== Task brief ==
Take every line from the records below that includes the word "following".

Exercise data START

Issue #741, opened 2025-08-25
Implement Lean ReqResp Initial Handshake


KolbyML:
### Describe the feature

```
Clients SHOULD immediately disconnect from one another following the handshake
above under the following conditions:

1. If the (`finalized_root`, `finalized_epoch`) shared by the peer is not in the
   client's chain at the expected epoch. For example, if Peer 1 sends (root,
   epoch) of (A, 5) and Peer 2 sends (B, 3) but Peer 1 has root C at epoch 3,
   then Peer 1 would disconnect because it knows that their chains are
   irreparably disjoint.

Once the handshake completes, the client with the lower `finalized_epoch` or
`head_slot` (if the clients have equal `finalized_epoch`s) SHOULD request blocks
from its counterparty via the `LeanBlocksByRoot` request.

*Note*: Under abnormal network condition or after some rounds of
`LeanBlocksByRoot` requests, the client might need to send `Status` request
again to learn if the peer has a higher head. Implementers are free to implement
such behavior in their own way.

```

Exercise data END

== Written answer ==
Clients SHOULD immediately disconnect from one another following the handshake
above under the following conditions:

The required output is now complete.